Message non lupar Did67 » 15/01/18, 17:28
Je ne pensais pas à une météorite sur la centrale.
Juste que cet incident, s'il est avéré qu'il s'agit d'une météorite, n'avait "quasiment aucune chance de se produire" ! Ce serait donc l'occasion de comprendre qu'un évènement qui a une très très faible probabilité d'arriver peut néanmoins advenir sans prévenir...
Je pense avant tout, en effet, comme toi, à une erreur humaine. Comme il s'en passe dans les cockpits d'avions. Ou dépression d'un gars qui est au commande. Ou réactions inappropriées suite à un incident qui pouvait n'être que mineur [j'ai récemment vu un film sur la TNT allemande qui retraçait, sur la base de faits, ce qui c'est passé à Tchernobyl - avec, notamment, l'interview d'une personne qui était dans la salle des commandes le fameux soir, où étaient arrivés des "ordres" contraires d'assurer la production électrique nécessaire à Kiev alors qu'une équipe "rodée" avait commencé un "essai" d'abaissement prévu et plusieurs fois remis ; lorsque l'équipe de nuit, moins rodée, est arrivée, ils se sont trouvés face à des procédures écrites surchargées de ratures - et personne ne savait ce qu'il fallait faire : suivre ce qui était raturé ou ce qui ne l'était pas ? Quand finalement quelqu'un s'est décidé à appuyer sur le bouton rouge d'arrêt d'urgence, il était trop tard ; cela bouillonnait déjà de Xénon et l'arrêt brutal a déclenché dans un premier temps une réaction paradoxale : cela a augmenté le bouillonnement, d'où explosion, et la suite on connait...]

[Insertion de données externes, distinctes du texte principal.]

PR #4199, opened 2024-07-23
Feat: improve diagram node selection

jobelenus:
Always have the selection box on top of all other nodes.

For example, if a frame gets trapped behind another frame, even when you select it from the diagram outliner, you have no indication where it is.

The solve here is to have the selection outline boxes drawn on a canvas layer above all other components.


jobelenus:
image

PR #4222, opened 2024-07-24
feat(sdf) - create workspace permissions system

wendybujalski:
A permissions system for creating new workspaces.
Each instance of SDF can be configured in one of three ways -
- Closed - Only the first registered user can create new workspaces
- Open - Any registered user can create new workspaces
- Allowlist - Only registered users with an email on the Allowlist can create new workspaces. The allowlist can be specific email addresses, email domains to allow all addresses from (such as @systeminit.com), or a mix of both.

### DIFF
--- a/bin/sdf/src/args.rs
+++ b/bin/sdf/src/args.rs
@@ -2,7 +2,10 @@ use std::path::PathBuf;
 
 use clap::{builder::EnumValueParser, builder::PossibleValuesParser, ArgAction, Parser};
 
-use sdf_server::{Config, ConfigError, ConfigFile, FeatureFlag, MigrationMode, StandardConfigFile};
+use sdf_server::{
+    server::{WorkspacePermissions, WorkspacePermissionsMode},
+    Config, ConfigError, ConfigFile, FeatureFlag, MigrationMode, StandardConfigFile,
+};
 use si_std::SensitiveString;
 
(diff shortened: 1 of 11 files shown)


bin/sdf/src/args.rs
```diff
@@ -172,7 +175,7 @@ pub(crate) struct Args {
     #[arg(long, env = "SI_MODULE_INDEX_URL")]
     pub(crate) module_index_url: Option<String>,
 
-    /// The base URL for the module-index API server
+    /// Allow for Posthog feature flags in SDF
```
vbustamante, line 178: Ooops, thanks for catching that 😄

bin/sdf/src/args.rs
```diff
@@ -181,6 +184,19 @@ pub(crate) struct Args {
...
+    pub(crate) create_workspace_permissions: Option<String>,
+
+    /// Create Workspace Permissions Allowlist
+    #[arg(
+        long,
+        env = "SI_CREATE_WORKSPACE_ALLOWLIST",
+        value_delimiter = ',',
+        rename_all = "snake_case"
+    )]
+    pub(crate) create_workspace_allowlist: Vec<WorkspacePermissions>,
```
vbustamante, line 199: this looks correct

vbustamante (approved):

PR #4235, opened 2024-07-26
fix: handle the tutorial popup in cypress

sprutton1:
More like cy-mess, amirite?


sprutton1:
working deploy from this branch 

https://github.com/systeminit/si/actions/runs/10114792429/job/27974449599

PR #4259, opened 2024-07-31
Add configurable timeout to function execution in `lang-js`

nickgerace:
## Description

This commit adds timeouts to `lang-js` function execution as well as the ability to configure them. By default, functions can run for a maximum of 30 minutes. This is tunable by a command-line argument, which can be used by cyclone instances. Both cyclone and veritech have tunables for the lang server's function timeout.

In addition to these changes, dead example code has been removed and the docs for `lang-js` have been revitalized, and the test suite timeout has been increased for `lang-js` unit tests. Not only that, but we now `process.exit(0)` upon successful `lang-js` runs, which you can read the comment in the source code to learn more about.

For testing, a new unit test has been added that uses a 1 second timeout in the `lang-js` test suite.

## New Docs

[See the new, rendered `lang-js` docs here](https://github.com/systeminit/si/blob/nick/eng-2618/bin/lang-js/README.md).

## Testing

This PR originally included a `dal` integration test that purposefully hit the timeout (and `lang-js` was hardcoded to timeout after ~10 seconds). Since threading through request timeout settings is not in scope for this work, the test was removed once it passed consistently.


bin/lang-js/src/function.ts
```diff
@@ -91,12 +91,17 @@ export interface OutputLine {
...
 }
 
+// This is the default timeout, configured in minutes.
+const defaultTimeout = 60; // TODO(nick): make this configurable when deploying SI
+
 export async function executeFunction(kind: FunctionKind, request: Request) {
   // Run Before Functions
   const ctx = ctxFromRequest(request);
 
+  const timeout = request.timeout ?? defaultTimeout;
```
nickgerace, line 101: Right now, this is configurable by request. We want that for two reasons: testing and tunable timeouts for ourselves. This PR does not cover deployment-level configuration and that will be covered in a second pass.

bin/lang-js/src/function.ts
```diff
@@ -169,10 +177,17 @@ export async function executeFunction(kind: FunctionKind, request: Request) {
   console.log(JSON.stringify(result));
 }
 
+function timer(minutes: number): Promise<never> {
+  return new Promise((_, reject) => {
+    setTimeout(() => reject(new Error(`function timed out after ${minutes} minutes`)), minutes * 60 * 1000);
```
nickgerace, line 182: `setTimeout` relies on milliseconds. You can provide fractional values for the `minutes` value, if desired.

bin/lang-js/src/function.ts
```diff
@@ -199,8 +214,15 @@ export async function executor<F extends Func | ActionRunFunc, Result>(
...
-  const result = await execute(vm, ctx, func, code);
-  debug({ result });
-
-  return result;
+  try {
+    console.log(`executing ${ctx.executionId} with timeout of ${timeout} minutes`);
+    const result = await Promise.race([
+      execute(vm, ctx, func, code),
+      timer(timeout),
+    ]);
```
nickgerace, line 222: Now, we see which promise comes back first.

bin/lang-js/tests/executeFunction.spec.ts
```diff
@@ -27,6 +27,7 @@ interface FuncScenario {
     arg: Record<string, any>
   }[];
   result?: any;
+  timeout?: number;
```
nickgerace, line 30: New optional field for tests to indicate that they will timeout and what we should set the timer to.

bin/lang-js/tests/executeFunction.spec.ts
```diff
@@ -220,18 +232,30 @@ describe("executeFunction", () => {
...
-        before,
-      });
-
-      const parsedLog = JSON.parse(lastLog);
-
-      expect(parsedLog).toMatchObject(scenario.result ?? {
-        protocol: "result",
-        status: "success",
-      });
+      if (scenario.timeout) {
```
nickgerace, line 235: If the test payload provides a timeout, we will expect it.

bin/lang-js/tests/executeFunction.spec.ts
```diff
@@ -220,18 +232,30 @@ describe("executeFunction", () => {
...
+        try {
+          await executeFunction(scenario.kind, {
+            ...ctx,
+            ...funcObj,
+            timeout: scenario.timeout,
+            before,
+          });
+          fail("expected function to hit timeout, but no error was thrown");
+        } catch (error) {
+          expect(error.message).toBe(`Error: function timed out after ${scenario.timeout} minutes`);
```
nickgerace, line 245: The test must error with this exact message.

bin/lang-js/src/function.ts
```diff
@@ -91,12 +91,25 @@ export interface OutputLine {
...
 
+  const timeout = request.timeout ?? defaultTimeout;
+  console.log(JSON.stringify({
+    protocol: "output",
+    executionId: ctx.executionId,
+    stream: "output",
+    level: "debug",
+    group: "log",
+    message: `Timeout in minutes: ${timeout}`,
+  }));
```
nickgerace, line 109: @johnrwatson @sprutton1 @vbustamante new log for timeout detection at the "debug" level

nickgerace:
Moving back to drafts to add full configure-ability.

nickgerace:
Now with configuration threading from `vertiech` down to `lang-js`.

PR #4318, opened 2024-08-09
Add cyclone client timeout and make func execution timeouts configurable

nickgerace:
## Description

This PR adds a timeout wrapper when executing functions via the cyclone client in veritech. In addition, the default timeout value can be overriden as well as the recently added timeout value for cyclone server's lang server process.

As a result of this commit and recent commits, the following values are now configurable:

- cyclone client timeout
  - dynamically configurable via veritech args and/or config file
- cyclone server timeout
  - statically configurable with cyclone args and/or config file
- lang-js function timeout
  - statically configurable with cyclone args and/or config file
  - dynamically configurable with lang-js args, but they are also statically configured due to how cyclone is invoked via firecracker (see the rootfs builder script for more information)

This PR also renames some functions for clarity, fixes some doc comments and does some cleanup.

### DIFF
--- a/bin/veritech/src/args.rs
+++ b/bin/veritech/src/args.rs
@@ -90,6 +90,10 @@ pub(crate) struct Args {
     /// Veritech decryption key file location [example: /run/veritech/veritech.key]
     #[arg(long)]
     pub(crate) decryption_key: Option<PathBuf>,
+
+    /// Execution timeout when communicating with a cyclone instance executing a function, in seconds
+    #[arg(long)]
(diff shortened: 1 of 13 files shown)


vbustamante (approved):

nickgerace:
All tests pass locally before we posted this PR... going to see if we missed something due to the merge queue failure.

nickgerace:
Fixed. We needed to change the dal test config since we slightly changed how the defaults worked.

PR #4325, opened 2024-08-12
feat(tracing): Getting the host as part of the otel span

stack72:


fnichol (approved):
Makes a lot of sense, I wonder why we didn't have this in the first place!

Tu le sais mieux que moi, puisque tu es pilote, mais les crashs sont en général liés à des réactions inappropriées dans le cockpit. Ou des incompréhensions. Ou des disputes. Le copilote du Rio-Paris s'est cramponné à son manche, alors qu'il fallait faire "plonger" l'appareil qui décrochait (en l'absence de données sur la vitesse - sondes Pitot gelées). Dans le crash en Suisse, le contrôleur aérien suisse a donné un ordre contraire à l'avion russe, qui venait de recevoir l'ordre de son "appareil automatique" - je ne sais plus comment s'appellent ces petits bidules - qui avait décelé l'autre avion et lui avait demandé de descendre (l'autre appareil ayant reçu l'ordre automatique de monter - si on avait suivi les automatismes, tout se serait bien passé. Malheureusement, le pilote russe a écouté le contrôle ! La plupart (si ce n'est toutes ?) des compagnies aériennes ont donné instruction à leur pilote qu'en cas de situation identique (ordres contraires), ils suivent le bidule automatique, jugé plus fiable !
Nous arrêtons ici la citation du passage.